**TASK BRIEF**
Repeat exactly each line of the data provided below.

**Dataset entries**
PR #74, opened 2015-03-18
BlockDistribution: minSize should be at least 1

snurkabill:


snurkabill:
closed, the test is no longer needed

PR #75, opened 2015-03-18
BlockDistribution: minSize should be at least 1

snurkabill:


ge0ffrey:
In NearbySelectionConfig it currently defaults to 0:
  int sizeMinimum = blockDistributionSizeMinimum == null ? 0 : blockDistributionSizeMinimum;

That will not end up well.

ge0ffrey:
Merging and adjusting default

ge0ffrey:
Thanks for the PR jiri. Would you mind prefixing the bugzilla id (for example "BZ-123456" ) in the commitId next time? Productization etc require that for all commits landing on the release branch that affect production code.

snurkabill:
I didn't know that, sure I can! :) no problem

ge0ffrey:
thanks :)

**SOLUTION TO THE PROBLEM**
PR #74, opened 2015-03-18
BlockDistribution: minSize should be at least 1

snurkabill:


snurkabill:
closed, the test is no longer needed

PR #75, opened 2015-03-18
BlockDistribution: minSize should be at least 1

snurkabill:


ge0ffrey:
In NearbySelectionConfig it currently defaults to 0:
  int sizeMinimum = blockDistributionSizeMinimum == null ? 0 : blockDistributionSizeMinimum;

That will not end up well.

ge0ffrey:
Merging and adjusting default

ge0ffrey:
Thanks for the PR jiri. Would you mind prefixing the bugzilla id (for example "BZ-123456" ) in the commitId next time? Productization etc require that for all commits landing on the release branch that affect production code.

snurkabill:
I didn't know that, sure I can! :) no problem

ge0ffrey:
thanks :)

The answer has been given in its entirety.